Он тотчас же отпустил ее. Послышался звук льющейся в таз воды, и у нее на лбу очутился прохладный влажный компресс.

— Ты сильно ударилась, — деловито заметил незнакомец. — Сделай глубокий вдох. Еще. Еще. Вот так. Боль утихнет.

Его пальцы отвели прядь волос с ее лица. Прикосновение показалось нежным как ласка. Она представила себе эти длинные сильные пальцы, перебирающие струны лютни, но в ту же минуту в окру- жавшую ее тьму проник тонкий, едва уловимый запах сандала, и ее охватило незабываемое ощущение однажды пережитого ужаса. Джонет вспомнила.

Это был он! Тот самый мужчина! Тот самый, что грозил убить ее.
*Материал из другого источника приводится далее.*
PR #2856, opened 2022-02-09
Codecov: Make reporting more reliable

imphil:
* Report failures only for drops >= 1%
* Update the number of expected tests with coverage


imphil:
Unfortunately, CI in this PR makes it hard to judge if the change actually works, since we have a 0.00% change in coverage. But at least it's not completely broken :-)

ktbarrett (approved):

marlonjames (approved):

imphil:
Seems like it worked: Current master shows "71.96% (-0.01%) compared to" and still passes, which wasn't the case before.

Она вздрогнула. Сердце ее сжалось от страха, дыхание болезненно участилось.

Его пальцы перестали гладить ее по волосам. Джонет усилием воли заставила себя лежать неподвижно с закрытыми глазами.

Несколько долгих мгновений мужчина пребывал в неподвижности.

— Признавайся, — проговорил он наконец. — Чем я себя выдал?

Девушка открыла глаза.

— Что вы хотите сказать?

Его глаза прищурились, и ее вдруг пронизал холод.

— Не держи меня за дурака, милая, а не то я заставлю тебя сильно об этом пожалеть.

Джонет сразу почувствовала, что он на это способен, а взглянув снизу вверх в его суровое, решительное лицо, поняла, что в этом не может быть никаких сомнений.

— Ваш запах, — прошептала она. — Я… я его узнала.

— Мой… что?

— Ваш запах. Ну… что-то душистое, терпкое. Кажется, это сандаловое дерево.

Он уставился на нее с недоумением, потом его лицо осветила веселая улыбка.

— Сандаловое дерево? Боже милостивый!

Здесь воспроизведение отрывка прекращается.